◆ WORK INSTRUCTION:
Each line below containing the word "another" needs to be shown.
SOURCE INFORMATION Block Start
PR #10376, opened 2026-01-01
feat!: operations

wittjosiah:


packages/plugins/plugin-automation/src/capabilities/operation-resolver/operation-resolver.ts
```diff
@@ -0,0 +1,74 @@
...
+
+import { AutomationOperation } from '../../types';
+
+export default Capability.makeModule((context) =>
+  Effect.succeed(
+    Capability.contributes(Common.Capability.OperationResolver, [
+      OperationResolver.make({
+        operation: AutomationOperation.CreateTriggerFromTemplate,
+        handler: ({ db, template, enabled = false, scriptName, input }) =>
+          Effect.gen(function* () {
```
dmaretskyi, line 23: Stylisticly, I'd urge to use `Effect.fnUntraced(function* (args) { ... })` instead of `(args) => Effect.gen(function* () { ... })`, but its not a huge deal, perhaps we can make a linter plugin

packages/plugins/plugin-client/src/capabilities/operation-resolver/operation-resolver.ts
```diff
@@ -0,0 +1,241 @@
...
+      OperationResolver.make({
+        operation: ClientOperation.CreateIdentity,
+        handler: (profile) =>
+          Effect.gen(function* () {
+            const manager = context.getCapability(Common.Capability.PluginManager);
+            const client = context.getCapability(ClientCapabilities.Client);
+            const scheduler = yield* FollowupScheduler.Service;
+            const data = yield* Effect.promise(() => client.halo.createIdentity(profile));
+            yield* Effect.promise(() => runAndForwardErrors(manager.activate(ClientEvents.IdentityCreated)));
+            yield* scheduler.schedule(ObservabilityOperation.SendEvent, { name: 'identity.create' });
```
dmaretskyi, line 40: do i understand correctly that this runs another operation after this one?

another stylistic thing would be adding a shorthand: `yield* FollowupScheduler.schedule(...)`

packages/plugins/plugin-automation/src/capabilities/operation-resolver/operation-resolver.ts
```diff
@@ -0,0 +1,74 @@
...
+                  queue: (template.queueDXN as DXN).toString(),
+                };
+                break;
+              }
+              default: {
+                break;
+              }
+            }
+
+            yield* invoke(SpaceOperation.AddObject, {
```
dmaretskyi, line 61: hmm, how is this different from FolloupScheduler? can we combine them into one thing:

Invoke operation: now/later, wait/don't wait

packages/plugins/plugin-automation/src/capabilities/operation-resolver/operation-resolver.ts
```diff
@@ -0,0 +1,74 @@
...
+import { AutomationOperation } from '../../types';
+
+export default Capability.makeModule((context) =>
+  Effect.succeed(
+    Capability.contributes(Common.Capability.OperationResolver, [
+      OperationResolver.make({
+        operation: AutomationOperation.CreateTriggerFromTemplate,
+        handler: ({ db, template, enabled = false, scriptName, input }) =>
+          Effect.gen(function* () {
+            const { invoke } = context.getCapability(Common.Capability.OperationInvoker);
```
dmaretskyi, line 24: is the eventual goal, to not have to pass-in context?

PR #10380, opened 2026-01-05
feat: Mosaic DND

richburdon:


package.json
```diff
@@ -113,7 +113,7 @@
     "eslint-plugin-prettier": "catalog:",
     "eslint-plugin-react": "catalog:",
     "eslint-plugin-sort-exports": "catalog:",
-    "eslint-plugin-storybook": "10.1.10",
+    "eslint-plugin-storybook": "10.1.11",
```
wittjosiah: all these version bumps should happen in the catalog, not here

scripts/check-package-cycles.mjs
wittjosiah, line 1: I'm pretty sure that moon compile task will fail if there's a package cycle already, or is this checking for something more specific?

packages/ui/react-ui-mosaic/src/components/Focus/Focus.tsx
```diff
@@ -0,0 +1,91 @@
...
+
+const FOCUS_STATE_ATTR = 'focus-state';
+
+type ContextValue = {
+  setFocus?: (state: FocusState | undefined) => void;
+};
+
+const FocusContext = createContext<ContextValue>({});
+
+const useFocus = () => useContext(FocusContext);
```
wittjosiah, line 35: we've generally made the types of the context required and had an invariant in the hook. One exception I can think of is attention where it serves as a progressive enhancement if its available, is that the intention here as well?

packages/ui/react-ui-mosaic/src/components/Focus/Focus.tsx
```diff
@@ -0,0 +1,91 @@
...
+> & { className?: string };
+
+const Group = forwardRef<HTMLDivElement, GroupProps>(
+  ({ classNames, className, children, asChild, axis = 'vertical', ...props }: GroupProps, forwardedRef) => {
+    const rootRef = useRef<HTMLDivElement>(null);
+    const composedRef = useComposedRefs<HTMLDivElement>(rootRef, forwardedRef);
+    const Root = asChild ? Slot : Primitive.div;
+
+    const focusableGroupAttrs = useFocusableGroup({ tabBehavior: 'limited-trap-focus' });
+    const arrowNavigationAttrs = useArrowNavigationGroup({ axis, memorizeCurrent: true });
```
wittjosiah: might be useful for coming back to this later to note why `limit-trap-focus` and `memoizeCurrent` are specified as such

packages/ui/react-ui-mosaic/src/components/Focus/Focus.tsx
```diff
@@ -0,0 +1,91 @@
...
+        <Root
+          role='none'
+          tabIndex={0}
+          className={mx(styles.container.root, className, classNames)}
+          {...tabsterAttrs}
+          {...(state && {
+            [`data-${FOCUS_STATE_ATTR}`]: state,
+          })}
+          {...props}
+          ref={composedRef}
```
wittjosiah, line 76: I've seen elsewhere and followed inconsistently the pattern of always putting ref first, is there a reason needs to be last here?

packages/ui/react-ui-mosaic/moon.yml
```diff
@@ -9,9 +9,7 @@ tasks:
   compile:
     args:
       - '--entryPoint=src/index.ts'
+      - '--entryPoint=src/testing/index.ts'
       - '--platform=browser'
       - '--platform=node'
       - '--preactSignalTracking'
-  test:
-    inputs:
-      - .storybook/*
```
wittjosiah, line 17: why remove?

packages/ui/react-ui-mosaic/src/components/Mosaic/Mosaic.tsx
```diff
@@ -45,166 +96,687 @@ const [MosaicContextProvider, useMosaicContext] = createContext<MosaicContextVal
...
 //
 // Mosaic
 //
 
-export const Mosaic = { Root, Container };
+export const Mosaic = {
+  Root,
+  Container,
+  ContainerInfo,
+  Cell,
```
wittjosiah: This should probably be `Tile` as a piece of the mosaic?

scripts/check-package-cycles.mjs
richburdon: this is dima's?

packages/ui/react-ui-mosaic/src/components/Focus/Focus.tsx
richburdon: it IS progressive here, so undefined is valid

packages/ui/react-ui-mosaic/src/components/Focus/Focus.tsx
richburdon: my pattern was always ref first, and will's was ref last (which seems to be preferred by other libs).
SOURCE INFORMATION Block End
◆ EXPECTED ANSWER:
dmaretskyi, line 40: do i understand correctly that this runs another operation after this one?
another stylistic thing would be adding a shorthand: `yield* FollowupScheduler.schedule(...)`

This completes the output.